The key advantage is that tiers 1 and 2 use the exact same tooling and shell functions. There's no context switch between "local mode" and "cloud mode" — just a different model name. And because Ollama Cloud uses SSH key authentication rather than API tokens, there's no key management overhead either.

Practical Tips and Lessons Learned

1. Always Warm Up the Model

The first inference call loads the model into GPU/CPU memory. This can take 10-30 seconds for larger models. The warm-up step in the shell functions handles this so Claude Code doesn't time out on its first tool call.

2. Limit Tool Iterations

Local models can sometimes enter loops — generating a tool call, misinterpreting the result, and retrying endlessly. Setting CLAUDE_CODE_MAX_TOOL_ITERATIONS=3 and CLAUDE_CODE_RETRY_TOOLS=false keeps things under control.

3. Tune Context Length Carefully

More context means more memory consumption. I found 32k tokens to be a good balance for most coding tasks. Going beyond that on consumer hardware leads to slowdowns or OOM crashes.

4. Local Models Struggle with Complex Multi-Step Reasoning

Where Claude Opus might plan a 10-step refactor and execute it flawlessly, a local 30B model might lose track after 3-4 steps. Use local models for focused, well-scoped tasks. Save the hosted API for the complex architectural work.

5. Model Validation Matters

The start_claude function checks that the requested model actually exists in Ollama before proceeding. This prevents confusing errors when you mistype a model name.

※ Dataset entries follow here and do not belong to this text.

PR #573, opened 2019-07-15
Add a specific tag for genesis block

nc6:
This is a little ugly. The ouroboros-consensus demo does not necessarily start in epoch 0 (it does this in order to easily synchronise time). This means we have a "genesis" EBB in a non-0 epoch. In order to round-trip the serialisation here correctly, we add an extra tag into the attributes which encodes the presence of a genesis hash.

This only applies on non-0 epochs, so should not be invoked by any existing code - these will only be produced in the demo, and everything else should carry on regardless.

### DIFF
--- a/cardano-ledger/src/Cardano/Chain/Block/Block.hs
+++ b/cardano-ledger/src/Cardano/Chain/Block/Block.hs
@@ -8,7 +8,6 @@
 {-# LANGUAGE TypeApplications     #-}
 {-# LANGUAGE TypeFamilies         #-}
 {-# LANGUAGE TypeOperators        #-}
-{-# LANGUAGE TypeSynonymInstances #-}
 
 module Cardano.Chain.Block.Block
   (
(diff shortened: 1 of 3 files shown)


cardano-ledger/src/Cardano/Chain/Block/Block.hs
```diff
@@ -429,6 +429,9 @@ toCBORABOBBoundary pm bvd =
 toCBORBoundaryBlock :: ProtocolMagicId -> BoundaryValidationData a -> Encoding
 toCBORBoundaryBlock pm bvd = let
     bodyProof = hash (mempty :: LByteString)
+    genesisTag = case (boundaryPrevHash bvd, boundaryEpoch bvd) of
```
dnadales, line 435: Maybe some comments on the magic number would help :man_shrugging:

cardano-ledger/src/Cardano/Chain/Block/Boundary.hs
```diff
@@ -15,7 +16,10 @@ import Data.Word (Word64)
 
 import Cardano.Binary
   (Decoder, Dropper, decodeWord64, dropBytes, dropList, enforceSize, fromCBOR)
-import Cardano.Chain.Common (ChainDifficulty, dropAttributes)
+import Cardano.Chain.Common 
+  (ChainDifficulty, attrData, dropAttributes, fromCBORAttributes)
+import Cardano.Prelude
```
dnadales, line 21: The symbols in `Cardano.Prelude` are usually imported implicitly.

dnadales (approved):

When to Use Local vs. Hosted

Use Case	Local LLM	Hosted Claude
Quick code edits	Great	Overkill
Scaffolding boilerplate	Great	Overkill
Complex multi-file refactors	Struggles	Excellent
Writing tests	Good	Great
Codebase exploration	Good	Great
Offline / air-gapped work	Only option	Not available
Cost-sensitive iteration	Free	Metered

Conclusion

Running local LLMs with Claude Code gives you a powerful, private, and cost-free development assistant. The setup is surprisingly simple — just redirect the API endpoint and tune a few parameters. While local models won't replace hosted Claude for the hardest tasks, they handle a huge portion of day-to-day coding work remarkably well.

The combination of Ollama's simplicity, the Qwen3 Coder model family's coding capability, and Claude Code's agentic framework creates a local AI coding setup that would have been unimaginable just a couple of years ago. Give it a try — your GPU will thank you for the exercise.